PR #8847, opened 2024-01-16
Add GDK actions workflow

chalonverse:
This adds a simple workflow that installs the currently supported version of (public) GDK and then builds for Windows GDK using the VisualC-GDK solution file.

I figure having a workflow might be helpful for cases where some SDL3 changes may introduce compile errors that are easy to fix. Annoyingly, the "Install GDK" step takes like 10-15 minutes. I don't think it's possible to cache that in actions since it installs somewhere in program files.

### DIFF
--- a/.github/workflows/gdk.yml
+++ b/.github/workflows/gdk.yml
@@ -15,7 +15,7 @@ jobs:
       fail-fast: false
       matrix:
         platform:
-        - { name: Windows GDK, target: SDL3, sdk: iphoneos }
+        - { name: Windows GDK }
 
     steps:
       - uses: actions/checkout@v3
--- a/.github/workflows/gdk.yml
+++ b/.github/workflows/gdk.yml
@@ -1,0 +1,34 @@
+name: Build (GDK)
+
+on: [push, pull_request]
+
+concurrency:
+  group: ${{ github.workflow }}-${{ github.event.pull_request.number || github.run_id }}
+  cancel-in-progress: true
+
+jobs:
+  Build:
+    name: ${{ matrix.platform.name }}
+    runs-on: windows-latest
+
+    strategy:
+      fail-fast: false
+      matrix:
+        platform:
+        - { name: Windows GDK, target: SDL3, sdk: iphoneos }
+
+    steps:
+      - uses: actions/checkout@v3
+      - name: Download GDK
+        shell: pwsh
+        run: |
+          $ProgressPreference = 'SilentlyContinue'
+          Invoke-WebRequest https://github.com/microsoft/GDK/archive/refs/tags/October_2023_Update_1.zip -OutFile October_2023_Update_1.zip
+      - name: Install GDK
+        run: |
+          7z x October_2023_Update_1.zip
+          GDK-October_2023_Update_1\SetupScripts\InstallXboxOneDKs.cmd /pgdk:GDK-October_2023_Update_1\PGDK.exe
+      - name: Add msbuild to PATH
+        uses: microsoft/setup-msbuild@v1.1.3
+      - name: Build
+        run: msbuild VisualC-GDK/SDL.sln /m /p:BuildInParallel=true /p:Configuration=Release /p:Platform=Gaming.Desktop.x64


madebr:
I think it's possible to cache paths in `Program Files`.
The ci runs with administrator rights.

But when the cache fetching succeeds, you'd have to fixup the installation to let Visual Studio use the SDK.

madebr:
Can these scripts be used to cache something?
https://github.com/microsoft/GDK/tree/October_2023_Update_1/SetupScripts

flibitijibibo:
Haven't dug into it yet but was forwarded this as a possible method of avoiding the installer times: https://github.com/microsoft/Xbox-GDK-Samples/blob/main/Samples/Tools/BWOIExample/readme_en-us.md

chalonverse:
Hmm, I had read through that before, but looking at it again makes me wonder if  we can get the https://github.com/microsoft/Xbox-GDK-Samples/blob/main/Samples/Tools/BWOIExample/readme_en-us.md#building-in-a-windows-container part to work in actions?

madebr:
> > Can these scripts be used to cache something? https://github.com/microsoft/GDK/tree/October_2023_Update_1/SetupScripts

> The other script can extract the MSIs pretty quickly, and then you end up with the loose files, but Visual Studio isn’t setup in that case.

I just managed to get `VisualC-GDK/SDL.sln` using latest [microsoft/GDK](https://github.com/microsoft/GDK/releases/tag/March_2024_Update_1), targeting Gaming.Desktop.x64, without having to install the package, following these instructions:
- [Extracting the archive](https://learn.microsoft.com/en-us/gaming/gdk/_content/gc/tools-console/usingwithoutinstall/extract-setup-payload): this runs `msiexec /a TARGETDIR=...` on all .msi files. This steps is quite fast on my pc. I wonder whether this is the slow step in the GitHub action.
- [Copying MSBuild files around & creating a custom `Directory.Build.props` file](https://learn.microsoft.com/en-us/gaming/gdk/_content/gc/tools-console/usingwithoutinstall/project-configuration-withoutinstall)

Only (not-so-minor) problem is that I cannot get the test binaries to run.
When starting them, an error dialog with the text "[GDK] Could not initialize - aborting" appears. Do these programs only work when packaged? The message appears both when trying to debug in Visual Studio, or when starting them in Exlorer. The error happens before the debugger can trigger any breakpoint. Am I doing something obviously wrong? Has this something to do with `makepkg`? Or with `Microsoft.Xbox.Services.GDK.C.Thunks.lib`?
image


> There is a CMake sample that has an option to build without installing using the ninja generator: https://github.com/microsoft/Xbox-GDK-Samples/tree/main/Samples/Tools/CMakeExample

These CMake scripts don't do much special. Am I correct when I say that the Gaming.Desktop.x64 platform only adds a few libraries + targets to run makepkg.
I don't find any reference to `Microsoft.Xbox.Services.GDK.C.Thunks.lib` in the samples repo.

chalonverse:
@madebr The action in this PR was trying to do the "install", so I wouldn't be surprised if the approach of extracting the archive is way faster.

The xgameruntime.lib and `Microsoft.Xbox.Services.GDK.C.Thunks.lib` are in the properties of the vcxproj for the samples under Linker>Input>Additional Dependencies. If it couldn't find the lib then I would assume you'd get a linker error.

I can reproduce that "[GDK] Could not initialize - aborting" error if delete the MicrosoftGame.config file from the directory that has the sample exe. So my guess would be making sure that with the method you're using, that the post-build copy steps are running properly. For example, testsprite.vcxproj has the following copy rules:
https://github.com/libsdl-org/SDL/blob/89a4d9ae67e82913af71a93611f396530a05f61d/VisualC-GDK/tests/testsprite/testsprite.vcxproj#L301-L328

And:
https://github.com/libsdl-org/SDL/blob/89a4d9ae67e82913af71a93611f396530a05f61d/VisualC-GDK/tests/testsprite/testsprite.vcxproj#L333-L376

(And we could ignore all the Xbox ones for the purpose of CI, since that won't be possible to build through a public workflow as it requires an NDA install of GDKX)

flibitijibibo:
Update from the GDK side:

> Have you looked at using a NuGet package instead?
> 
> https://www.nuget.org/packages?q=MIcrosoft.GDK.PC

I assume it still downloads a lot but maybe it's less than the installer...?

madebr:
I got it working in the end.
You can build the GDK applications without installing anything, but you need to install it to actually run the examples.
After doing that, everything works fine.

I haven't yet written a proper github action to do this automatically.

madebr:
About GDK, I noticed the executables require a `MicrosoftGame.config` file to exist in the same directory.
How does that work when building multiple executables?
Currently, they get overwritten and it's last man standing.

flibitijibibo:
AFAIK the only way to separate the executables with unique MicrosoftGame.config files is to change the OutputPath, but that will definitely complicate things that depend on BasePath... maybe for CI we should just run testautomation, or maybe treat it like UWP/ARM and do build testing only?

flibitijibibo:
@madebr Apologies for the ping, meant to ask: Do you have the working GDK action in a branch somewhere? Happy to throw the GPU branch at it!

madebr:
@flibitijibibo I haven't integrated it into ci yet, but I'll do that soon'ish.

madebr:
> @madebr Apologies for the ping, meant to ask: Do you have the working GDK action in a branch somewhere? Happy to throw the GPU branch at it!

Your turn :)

* * *

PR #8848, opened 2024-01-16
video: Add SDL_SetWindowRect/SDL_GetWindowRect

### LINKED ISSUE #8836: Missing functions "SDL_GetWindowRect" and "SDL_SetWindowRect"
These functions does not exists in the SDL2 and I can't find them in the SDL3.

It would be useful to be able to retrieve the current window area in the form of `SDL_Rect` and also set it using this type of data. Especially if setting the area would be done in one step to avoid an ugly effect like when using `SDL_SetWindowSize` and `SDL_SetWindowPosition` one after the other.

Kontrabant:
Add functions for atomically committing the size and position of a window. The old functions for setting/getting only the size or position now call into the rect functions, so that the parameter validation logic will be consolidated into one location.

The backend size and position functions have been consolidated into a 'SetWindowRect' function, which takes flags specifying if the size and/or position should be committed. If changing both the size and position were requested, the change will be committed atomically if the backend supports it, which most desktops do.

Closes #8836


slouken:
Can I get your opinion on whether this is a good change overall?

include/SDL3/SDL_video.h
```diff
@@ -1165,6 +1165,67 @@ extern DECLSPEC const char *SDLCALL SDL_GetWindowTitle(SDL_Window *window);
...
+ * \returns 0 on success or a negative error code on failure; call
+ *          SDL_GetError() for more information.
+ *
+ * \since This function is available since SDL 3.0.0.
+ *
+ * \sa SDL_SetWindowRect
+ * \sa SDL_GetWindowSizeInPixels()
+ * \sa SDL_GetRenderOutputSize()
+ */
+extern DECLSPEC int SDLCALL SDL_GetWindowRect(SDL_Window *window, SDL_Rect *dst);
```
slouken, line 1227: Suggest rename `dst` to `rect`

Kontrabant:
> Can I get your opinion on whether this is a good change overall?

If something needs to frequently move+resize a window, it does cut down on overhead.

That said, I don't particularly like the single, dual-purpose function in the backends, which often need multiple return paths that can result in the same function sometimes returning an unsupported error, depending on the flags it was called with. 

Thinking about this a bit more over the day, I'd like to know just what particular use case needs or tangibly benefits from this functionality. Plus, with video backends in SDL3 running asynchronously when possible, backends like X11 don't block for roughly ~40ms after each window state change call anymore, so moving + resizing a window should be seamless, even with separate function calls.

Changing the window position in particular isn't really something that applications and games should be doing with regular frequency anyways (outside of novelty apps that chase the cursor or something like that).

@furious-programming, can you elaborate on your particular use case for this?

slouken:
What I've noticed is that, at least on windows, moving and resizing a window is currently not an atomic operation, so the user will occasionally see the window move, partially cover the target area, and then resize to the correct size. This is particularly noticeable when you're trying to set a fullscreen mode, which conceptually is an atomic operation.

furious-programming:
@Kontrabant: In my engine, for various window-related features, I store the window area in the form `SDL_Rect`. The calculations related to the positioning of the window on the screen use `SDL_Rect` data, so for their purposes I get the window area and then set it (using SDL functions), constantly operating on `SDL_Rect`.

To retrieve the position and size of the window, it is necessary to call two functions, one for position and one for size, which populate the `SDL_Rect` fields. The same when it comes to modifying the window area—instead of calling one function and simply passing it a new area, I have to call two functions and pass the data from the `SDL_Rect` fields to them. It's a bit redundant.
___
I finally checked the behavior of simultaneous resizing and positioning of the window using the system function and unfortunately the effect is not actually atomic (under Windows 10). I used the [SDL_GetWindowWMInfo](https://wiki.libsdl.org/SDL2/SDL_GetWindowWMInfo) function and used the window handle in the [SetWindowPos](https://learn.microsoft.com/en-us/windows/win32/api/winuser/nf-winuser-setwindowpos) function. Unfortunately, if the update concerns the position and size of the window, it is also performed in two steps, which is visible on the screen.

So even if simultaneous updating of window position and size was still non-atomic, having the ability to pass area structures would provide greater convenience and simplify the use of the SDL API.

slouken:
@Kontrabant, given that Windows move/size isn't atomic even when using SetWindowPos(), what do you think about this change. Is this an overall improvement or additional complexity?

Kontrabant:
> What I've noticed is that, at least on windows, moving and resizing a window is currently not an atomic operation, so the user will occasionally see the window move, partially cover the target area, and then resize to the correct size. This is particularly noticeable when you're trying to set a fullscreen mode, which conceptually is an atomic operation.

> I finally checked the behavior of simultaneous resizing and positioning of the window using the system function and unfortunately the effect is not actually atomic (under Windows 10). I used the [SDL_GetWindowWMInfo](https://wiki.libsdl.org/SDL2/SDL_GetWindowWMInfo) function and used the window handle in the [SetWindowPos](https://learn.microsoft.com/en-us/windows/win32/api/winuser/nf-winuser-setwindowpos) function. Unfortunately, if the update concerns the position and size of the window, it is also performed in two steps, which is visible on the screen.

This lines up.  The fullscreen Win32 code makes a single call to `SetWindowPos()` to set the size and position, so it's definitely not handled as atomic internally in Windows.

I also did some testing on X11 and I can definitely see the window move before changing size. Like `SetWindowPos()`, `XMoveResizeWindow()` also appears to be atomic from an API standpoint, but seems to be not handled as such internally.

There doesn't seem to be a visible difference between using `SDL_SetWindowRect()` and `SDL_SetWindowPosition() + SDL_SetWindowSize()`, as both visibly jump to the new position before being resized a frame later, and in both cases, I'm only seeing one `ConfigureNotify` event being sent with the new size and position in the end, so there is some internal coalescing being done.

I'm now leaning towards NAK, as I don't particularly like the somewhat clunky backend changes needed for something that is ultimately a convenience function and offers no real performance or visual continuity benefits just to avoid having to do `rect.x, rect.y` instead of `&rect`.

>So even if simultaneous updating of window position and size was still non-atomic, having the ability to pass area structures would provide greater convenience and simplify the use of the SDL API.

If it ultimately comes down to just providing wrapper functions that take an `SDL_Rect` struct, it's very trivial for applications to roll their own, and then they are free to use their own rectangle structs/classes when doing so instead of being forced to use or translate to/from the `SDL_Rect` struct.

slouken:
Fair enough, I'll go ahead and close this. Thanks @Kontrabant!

==

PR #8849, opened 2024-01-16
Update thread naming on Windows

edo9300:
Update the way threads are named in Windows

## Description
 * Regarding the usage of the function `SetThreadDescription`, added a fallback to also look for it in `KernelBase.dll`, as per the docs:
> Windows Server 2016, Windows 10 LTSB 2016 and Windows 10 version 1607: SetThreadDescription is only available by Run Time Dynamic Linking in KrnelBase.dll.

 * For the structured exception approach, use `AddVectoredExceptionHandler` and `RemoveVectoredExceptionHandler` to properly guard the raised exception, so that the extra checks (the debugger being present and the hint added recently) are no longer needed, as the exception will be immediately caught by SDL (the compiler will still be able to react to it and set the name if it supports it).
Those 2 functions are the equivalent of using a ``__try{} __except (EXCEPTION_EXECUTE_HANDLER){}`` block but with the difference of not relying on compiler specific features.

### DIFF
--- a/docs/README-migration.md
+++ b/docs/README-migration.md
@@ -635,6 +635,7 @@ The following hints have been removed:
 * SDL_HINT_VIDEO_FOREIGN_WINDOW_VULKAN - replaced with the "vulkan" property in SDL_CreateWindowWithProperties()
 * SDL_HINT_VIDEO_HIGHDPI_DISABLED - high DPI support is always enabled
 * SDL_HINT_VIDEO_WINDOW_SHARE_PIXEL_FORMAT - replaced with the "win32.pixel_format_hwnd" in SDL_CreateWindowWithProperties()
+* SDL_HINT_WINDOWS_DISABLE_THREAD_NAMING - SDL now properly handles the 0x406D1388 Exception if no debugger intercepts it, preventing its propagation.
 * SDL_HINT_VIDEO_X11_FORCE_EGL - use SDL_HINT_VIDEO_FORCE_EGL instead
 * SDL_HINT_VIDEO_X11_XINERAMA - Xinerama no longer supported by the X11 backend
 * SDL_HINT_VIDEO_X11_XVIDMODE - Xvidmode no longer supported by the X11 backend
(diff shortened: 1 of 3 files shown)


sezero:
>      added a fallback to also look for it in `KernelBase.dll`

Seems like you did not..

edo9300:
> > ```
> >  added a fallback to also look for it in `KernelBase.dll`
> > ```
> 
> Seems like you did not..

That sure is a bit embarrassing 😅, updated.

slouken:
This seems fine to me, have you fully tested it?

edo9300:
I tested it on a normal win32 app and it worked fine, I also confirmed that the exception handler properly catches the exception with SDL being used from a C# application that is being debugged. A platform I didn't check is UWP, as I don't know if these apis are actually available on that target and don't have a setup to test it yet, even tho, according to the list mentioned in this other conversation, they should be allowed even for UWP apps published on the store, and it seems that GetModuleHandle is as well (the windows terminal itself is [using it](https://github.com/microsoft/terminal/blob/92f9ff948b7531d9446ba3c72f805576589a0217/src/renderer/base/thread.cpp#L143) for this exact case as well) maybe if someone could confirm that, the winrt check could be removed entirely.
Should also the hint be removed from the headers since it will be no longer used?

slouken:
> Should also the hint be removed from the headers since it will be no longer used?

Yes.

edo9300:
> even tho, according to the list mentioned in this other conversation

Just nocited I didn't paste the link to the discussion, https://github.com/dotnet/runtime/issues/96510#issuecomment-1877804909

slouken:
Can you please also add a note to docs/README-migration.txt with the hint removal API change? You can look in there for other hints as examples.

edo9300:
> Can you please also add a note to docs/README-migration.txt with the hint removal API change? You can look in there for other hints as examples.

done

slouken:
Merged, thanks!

→ WORK TO BE COMPLETED
Report the number of lines in the entries where the word "CMake" occurs, and add nothing else.

→ WRITTEN ANSWER
2